*YOUR OBJECTIVE*. Go through the data and retrieve each line that includes the string "without".
[[ DATA EXTRACTS, beginning ]]
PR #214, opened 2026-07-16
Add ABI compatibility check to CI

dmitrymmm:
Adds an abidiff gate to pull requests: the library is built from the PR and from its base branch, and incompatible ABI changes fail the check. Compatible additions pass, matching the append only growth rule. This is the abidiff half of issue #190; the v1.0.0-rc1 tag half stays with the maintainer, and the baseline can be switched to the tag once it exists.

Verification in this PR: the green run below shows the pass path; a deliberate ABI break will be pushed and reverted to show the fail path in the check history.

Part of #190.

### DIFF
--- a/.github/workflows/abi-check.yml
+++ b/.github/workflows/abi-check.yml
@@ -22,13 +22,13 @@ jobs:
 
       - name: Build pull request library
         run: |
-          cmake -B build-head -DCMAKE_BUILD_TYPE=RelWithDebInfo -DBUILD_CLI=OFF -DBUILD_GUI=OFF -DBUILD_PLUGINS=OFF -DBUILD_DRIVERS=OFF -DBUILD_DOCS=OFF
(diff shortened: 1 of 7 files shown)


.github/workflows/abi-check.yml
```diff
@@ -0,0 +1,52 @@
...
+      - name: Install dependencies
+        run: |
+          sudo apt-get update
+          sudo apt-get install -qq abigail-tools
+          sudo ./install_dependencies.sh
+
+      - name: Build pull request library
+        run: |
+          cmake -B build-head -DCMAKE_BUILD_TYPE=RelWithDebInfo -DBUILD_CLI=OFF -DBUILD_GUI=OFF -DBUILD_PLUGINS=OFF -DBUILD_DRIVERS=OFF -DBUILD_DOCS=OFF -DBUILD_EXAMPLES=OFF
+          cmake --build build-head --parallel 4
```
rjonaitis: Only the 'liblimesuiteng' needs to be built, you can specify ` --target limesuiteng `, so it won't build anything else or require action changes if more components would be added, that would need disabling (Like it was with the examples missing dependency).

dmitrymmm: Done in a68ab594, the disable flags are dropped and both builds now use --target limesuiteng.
[[ DATA EXTRACTS, end ]]
[[ DATA EXTRACTS, beginning ]]
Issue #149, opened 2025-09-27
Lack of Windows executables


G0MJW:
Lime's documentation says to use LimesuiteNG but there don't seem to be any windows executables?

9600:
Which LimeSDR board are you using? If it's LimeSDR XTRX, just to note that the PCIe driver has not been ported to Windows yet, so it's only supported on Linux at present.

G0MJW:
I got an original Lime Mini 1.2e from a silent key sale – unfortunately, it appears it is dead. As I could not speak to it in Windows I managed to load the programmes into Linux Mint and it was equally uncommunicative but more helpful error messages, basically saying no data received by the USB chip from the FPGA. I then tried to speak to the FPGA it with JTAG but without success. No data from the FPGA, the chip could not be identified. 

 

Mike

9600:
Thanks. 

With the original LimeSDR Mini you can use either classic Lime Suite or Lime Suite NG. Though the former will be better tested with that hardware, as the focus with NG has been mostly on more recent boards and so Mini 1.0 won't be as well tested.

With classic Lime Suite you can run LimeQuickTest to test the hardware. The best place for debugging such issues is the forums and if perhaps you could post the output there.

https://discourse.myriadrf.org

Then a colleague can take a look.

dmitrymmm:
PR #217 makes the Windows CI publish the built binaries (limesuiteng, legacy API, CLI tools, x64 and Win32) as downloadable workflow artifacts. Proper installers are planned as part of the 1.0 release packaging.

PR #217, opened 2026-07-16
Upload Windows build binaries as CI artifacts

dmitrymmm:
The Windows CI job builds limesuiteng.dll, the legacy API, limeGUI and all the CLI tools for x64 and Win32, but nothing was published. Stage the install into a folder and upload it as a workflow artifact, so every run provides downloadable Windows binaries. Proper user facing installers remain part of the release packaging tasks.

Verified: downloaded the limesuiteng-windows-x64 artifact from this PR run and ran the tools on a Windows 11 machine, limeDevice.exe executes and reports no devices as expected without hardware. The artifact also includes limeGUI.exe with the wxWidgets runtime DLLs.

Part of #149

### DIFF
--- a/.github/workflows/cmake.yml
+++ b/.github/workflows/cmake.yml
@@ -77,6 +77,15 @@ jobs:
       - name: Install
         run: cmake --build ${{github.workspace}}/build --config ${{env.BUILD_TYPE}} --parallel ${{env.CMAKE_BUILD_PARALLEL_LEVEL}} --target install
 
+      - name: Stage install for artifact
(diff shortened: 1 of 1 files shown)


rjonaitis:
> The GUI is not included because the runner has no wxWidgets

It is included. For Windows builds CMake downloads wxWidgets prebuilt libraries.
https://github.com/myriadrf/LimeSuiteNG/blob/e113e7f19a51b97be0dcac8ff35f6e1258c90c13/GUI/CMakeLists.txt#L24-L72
[[ DATA EXTRACTS, end ]]
*RESPONSE*.
I got an original Lime Mini 1.2e from a silent key sale – unfortunately, it appears it is dead. As I could not speak to it in Windows I managed to load the programmes into Linux Mint and it was equally uncommunicative but more helpful error messages, basically saying no data received by the USB chip from the FPGA. I then tried to speak to the FPGA it with JTAG but without success. No data from the FPGA, the chip could not be identified. 
Verified: downloaded the limesuiteng-windows-x64 artifact from this PR run and ran the tools on a Windows 11 machine, limeDevice.exe executes and reports no devices as expected without hardware. The artifact also includes limeGUI.exe with the wxWidgets runtime DLLs.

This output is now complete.